Saved entries:
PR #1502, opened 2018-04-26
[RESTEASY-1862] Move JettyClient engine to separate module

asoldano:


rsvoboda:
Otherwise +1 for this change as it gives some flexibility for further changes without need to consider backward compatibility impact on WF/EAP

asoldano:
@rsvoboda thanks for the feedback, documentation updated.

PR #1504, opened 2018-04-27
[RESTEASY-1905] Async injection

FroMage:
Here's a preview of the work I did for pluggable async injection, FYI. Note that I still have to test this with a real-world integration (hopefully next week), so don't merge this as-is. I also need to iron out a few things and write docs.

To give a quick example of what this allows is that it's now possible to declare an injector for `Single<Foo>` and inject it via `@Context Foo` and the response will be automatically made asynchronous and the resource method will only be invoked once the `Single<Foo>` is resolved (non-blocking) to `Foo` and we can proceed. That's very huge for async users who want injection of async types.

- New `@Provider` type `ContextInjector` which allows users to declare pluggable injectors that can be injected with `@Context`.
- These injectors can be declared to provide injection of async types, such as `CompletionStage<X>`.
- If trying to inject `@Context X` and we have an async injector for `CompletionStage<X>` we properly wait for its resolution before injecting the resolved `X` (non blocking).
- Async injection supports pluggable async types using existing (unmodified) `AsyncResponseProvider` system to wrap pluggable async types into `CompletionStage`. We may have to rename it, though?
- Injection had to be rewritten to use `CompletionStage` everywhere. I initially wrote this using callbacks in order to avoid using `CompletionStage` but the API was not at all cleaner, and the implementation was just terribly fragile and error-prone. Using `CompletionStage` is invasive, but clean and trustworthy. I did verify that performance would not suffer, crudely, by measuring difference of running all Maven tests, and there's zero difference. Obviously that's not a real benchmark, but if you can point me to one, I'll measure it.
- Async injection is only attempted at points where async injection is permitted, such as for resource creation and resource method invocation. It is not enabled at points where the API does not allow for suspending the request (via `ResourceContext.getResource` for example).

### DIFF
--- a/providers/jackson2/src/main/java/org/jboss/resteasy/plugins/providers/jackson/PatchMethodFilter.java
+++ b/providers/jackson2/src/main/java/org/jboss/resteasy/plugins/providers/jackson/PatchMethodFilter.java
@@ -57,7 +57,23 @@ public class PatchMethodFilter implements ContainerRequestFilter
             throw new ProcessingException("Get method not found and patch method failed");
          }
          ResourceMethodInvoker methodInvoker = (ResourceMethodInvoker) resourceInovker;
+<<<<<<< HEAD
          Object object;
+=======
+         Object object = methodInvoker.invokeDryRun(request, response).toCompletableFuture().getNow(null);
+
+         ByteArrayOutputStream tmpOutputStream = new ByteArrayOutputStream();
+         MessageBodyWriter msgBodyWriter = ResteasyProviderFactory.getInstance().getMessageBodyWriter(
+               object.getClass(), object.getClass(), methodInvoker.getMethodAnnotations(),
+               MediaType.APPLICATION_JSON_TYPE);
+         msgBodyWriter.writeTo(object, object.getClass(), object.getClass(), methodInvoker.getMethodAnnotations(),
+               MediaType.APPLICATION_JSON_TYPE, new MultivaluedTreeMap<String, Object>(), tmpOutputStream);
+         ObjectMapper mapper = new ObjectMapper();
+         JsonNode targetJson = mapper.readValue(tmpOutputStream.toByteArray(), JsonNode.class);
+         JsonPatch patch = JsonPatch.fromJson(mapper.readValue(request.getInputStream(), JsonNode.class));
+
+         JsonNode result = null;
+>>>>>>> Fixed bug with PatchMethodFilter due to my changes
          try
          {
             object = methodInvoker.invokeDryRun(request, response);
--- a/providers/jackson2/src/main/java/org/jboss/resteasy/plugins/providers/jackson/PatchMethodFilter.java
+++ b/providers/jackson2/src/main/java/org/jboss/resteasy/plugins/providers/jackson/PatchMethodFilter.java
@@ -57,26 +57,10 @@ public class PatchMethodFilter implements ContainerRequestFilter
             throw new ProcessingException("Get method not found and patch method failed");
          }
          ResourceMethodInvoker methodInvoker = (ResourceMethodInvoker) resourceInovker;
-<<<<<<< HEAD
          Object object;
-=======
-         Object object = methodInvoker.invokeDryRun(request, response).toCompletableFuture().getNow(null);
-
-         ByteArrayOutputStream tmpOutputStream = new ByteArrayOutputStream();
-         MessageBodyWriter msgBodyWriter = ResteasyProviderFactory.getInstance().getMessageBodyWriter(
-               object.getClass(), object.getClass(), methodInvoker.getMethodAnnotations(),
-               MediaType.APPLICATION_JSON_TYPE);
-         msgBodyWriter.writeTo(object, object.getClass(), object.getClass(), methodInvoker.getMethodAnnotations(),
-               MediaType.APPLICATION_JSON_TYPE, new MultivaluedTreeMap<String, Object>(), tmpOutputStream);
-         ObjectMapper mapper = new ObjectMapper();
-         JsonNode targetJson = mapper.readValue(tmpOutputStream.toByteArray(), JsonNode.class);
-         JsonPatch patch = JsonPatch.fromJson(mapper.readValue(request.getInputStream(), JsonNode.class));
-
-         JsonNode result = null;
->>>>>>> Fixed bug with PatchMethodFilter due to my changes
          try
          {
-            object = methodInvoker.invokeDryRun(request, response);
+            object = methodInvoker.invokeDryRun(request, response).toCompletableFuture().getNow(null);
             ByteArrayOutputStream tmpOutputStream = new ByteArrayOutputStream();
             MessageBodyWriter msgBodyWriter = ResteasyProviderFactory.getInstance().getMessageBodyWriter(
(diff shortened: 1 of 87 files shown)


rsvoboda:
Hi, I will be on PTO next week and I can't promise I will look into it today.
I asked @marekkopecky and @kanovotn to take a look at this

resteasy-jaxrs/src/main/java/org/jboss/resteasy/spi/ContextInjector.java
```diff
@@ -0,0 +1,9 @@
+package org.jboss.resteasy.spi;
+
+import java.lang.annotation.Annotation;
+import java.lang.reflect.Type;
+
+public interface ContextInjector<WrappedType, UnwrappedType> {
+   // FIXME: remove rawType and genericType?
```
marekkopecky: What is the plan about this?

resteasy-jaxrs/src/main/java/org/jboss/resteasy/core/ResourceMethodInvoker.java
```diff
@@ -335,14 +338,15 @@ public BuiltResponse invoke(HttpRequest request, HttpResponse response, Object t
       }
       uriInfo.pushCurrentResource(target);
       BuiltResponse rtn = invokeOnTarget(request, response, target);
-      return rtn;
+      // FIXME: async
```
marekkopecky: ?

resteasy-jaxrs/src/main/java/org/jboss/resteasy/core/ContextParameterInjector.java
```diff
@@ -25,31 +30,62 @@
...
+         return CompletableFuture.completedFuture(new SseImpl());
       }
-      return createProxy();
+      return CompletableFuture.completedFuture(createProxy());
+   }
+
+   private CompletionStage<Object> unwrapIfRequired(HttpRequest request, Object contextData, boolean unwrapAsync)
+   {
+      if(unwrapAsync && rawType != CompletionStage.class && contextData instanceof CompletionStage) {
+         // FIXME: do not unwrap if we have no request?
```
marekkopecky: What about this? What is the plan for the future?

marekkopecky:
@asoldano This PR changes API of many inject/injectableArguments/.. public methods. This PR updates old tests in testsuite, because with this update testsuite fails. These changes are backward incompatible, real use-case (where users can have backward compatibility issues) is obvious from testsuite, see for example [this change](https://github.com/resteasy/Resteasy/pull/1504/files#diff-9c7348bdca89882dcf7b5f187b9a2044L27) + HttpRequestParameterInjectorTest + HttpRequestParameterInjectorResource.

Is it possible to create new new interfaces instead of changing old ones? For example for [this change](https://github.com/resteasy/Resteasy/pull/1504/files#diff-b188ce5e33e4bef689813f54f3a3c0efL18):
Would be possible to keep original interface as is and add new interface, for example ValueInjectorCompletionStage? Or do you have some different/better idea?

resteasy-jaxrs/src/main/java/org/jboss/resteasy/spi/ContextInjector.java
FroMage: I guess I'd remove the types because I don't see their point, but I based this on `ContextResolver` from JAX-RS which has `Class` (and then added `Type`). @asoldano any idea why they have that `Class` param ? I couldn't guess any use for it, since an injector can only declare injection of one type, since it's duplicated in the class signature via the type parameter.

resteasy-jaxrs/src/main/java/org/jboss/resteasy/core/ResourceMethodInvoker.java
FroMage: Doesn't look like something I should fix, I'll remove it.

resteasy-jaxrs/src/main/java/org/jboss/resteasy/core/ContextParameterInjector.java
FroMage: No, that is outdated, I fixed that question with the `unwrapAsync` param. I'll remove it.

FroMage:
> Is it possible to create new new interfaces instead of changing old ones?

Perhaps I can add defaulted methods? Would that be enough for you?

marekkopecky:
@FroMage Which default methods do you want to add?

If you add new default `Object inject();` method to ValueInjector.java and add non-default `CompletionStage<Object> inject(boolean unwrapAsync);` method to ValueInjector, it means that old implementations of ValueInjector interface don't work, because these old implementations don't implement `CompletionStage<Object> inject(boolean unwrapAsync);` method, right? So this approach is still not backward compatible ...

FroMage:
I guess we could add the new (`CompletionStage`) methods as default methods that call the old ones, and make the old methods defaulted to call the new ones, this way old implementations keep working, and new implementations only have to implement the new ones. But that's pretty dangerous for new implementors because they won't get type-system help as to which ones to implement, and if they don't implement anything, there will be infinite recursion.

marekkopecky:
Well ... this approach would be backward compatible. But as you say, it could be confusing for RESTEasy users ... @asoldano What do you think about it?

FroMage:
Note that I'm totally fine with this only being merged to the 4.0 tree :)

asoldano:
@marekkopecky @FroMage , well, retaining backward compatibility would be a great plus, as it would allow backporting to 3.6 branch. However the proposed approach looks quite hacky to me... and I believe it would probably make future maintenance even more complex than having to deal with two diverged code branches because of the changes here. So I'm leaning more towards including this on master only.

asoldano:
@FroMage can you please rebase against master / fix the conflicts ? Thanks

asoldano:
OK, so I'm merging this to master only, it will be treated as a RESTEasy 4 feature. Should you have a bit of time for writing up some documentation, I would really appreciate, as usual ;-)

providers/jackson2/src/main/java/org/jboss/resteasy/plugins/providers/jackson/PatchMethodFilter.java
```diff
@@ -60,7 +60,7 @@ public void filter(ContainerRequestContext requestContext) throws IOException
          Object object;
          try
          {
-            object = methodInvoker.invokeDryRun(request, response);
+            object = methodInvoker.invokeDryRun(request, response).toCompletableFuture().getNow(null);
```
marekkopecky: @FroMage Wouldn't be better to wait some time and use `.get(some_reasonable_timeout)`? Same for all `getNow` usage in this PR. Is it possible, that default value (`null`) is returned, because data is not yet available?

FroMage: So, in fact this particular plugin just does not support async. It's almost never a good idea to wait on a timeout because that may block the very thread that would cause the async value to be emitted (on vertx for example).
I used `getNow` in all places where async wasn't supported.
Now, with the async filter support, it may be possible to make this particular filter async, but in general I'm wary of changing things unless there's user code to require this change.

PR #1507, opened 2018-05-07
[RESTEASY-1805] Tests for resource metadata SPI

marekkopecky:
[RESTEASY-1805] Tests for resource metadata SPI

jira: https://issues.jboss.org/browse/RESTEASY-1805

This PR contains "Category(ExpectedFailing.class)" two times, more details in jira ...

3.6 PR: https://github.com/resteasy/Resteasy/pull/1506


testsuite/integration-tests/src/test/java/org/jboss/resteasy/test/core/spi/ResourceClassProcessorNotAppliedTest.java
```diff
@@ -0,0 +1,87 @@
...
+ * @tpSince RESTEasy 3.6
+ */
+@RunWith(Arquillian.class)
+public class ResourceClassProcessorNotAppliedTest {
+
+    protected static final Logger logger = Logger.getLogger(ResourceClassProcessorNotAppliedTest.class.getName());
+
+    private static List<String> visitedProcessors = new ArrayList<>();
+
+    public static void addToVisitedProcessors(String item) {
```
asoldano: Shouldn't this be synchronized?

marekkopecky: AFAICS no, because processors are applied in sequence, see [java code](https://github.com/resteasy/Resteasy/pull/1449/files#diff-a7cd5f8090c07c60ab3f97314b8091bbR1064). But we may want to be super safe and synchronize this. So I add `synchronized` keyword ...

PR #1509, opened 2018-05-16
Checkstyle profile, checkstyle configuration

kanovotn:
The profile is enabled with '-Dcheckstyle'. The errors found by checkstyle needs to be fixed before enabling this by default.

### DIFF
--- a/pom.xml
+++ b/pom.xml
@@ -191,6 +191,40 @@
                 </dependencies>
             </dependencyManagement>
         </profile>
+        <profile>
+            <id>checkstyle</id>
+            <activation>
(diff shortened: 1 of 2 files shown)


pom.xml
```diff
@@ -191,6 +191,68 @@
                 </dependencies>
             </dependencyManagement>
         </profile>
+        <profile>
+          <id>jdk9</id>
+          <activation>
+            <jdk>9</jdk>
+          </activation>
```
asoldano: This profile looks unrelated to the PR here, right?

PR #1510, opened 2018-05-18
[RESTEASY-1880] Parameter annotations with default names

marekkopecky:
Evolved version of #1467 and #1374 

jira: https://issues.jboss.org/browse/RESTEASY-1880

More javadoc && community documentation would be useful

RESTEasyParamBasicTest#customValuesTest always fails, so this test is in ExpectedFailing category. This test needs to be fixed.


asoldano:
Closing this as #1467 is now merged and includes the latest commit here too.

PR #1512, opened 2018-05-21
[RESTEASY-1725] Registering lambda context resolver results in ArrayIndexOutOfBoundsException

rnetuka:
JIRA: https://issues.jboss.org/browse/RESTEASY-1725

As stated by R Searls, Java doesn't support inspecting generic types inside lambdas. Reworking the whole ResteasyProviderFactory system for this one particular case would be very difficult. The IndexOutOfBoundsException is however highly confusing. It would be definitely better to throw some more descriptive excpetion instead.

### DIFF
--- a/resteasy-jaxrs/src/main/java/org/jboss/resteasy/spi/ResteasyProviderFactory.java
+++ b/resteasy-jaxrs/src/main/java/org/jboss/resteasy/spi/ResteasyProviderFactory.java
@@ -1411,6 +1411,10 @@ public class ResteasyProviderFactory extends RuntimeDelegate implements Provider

## What you should do:
Lines in the data that hold "targetJson" are to be counted, and the number alone reported.

## Answer box:
2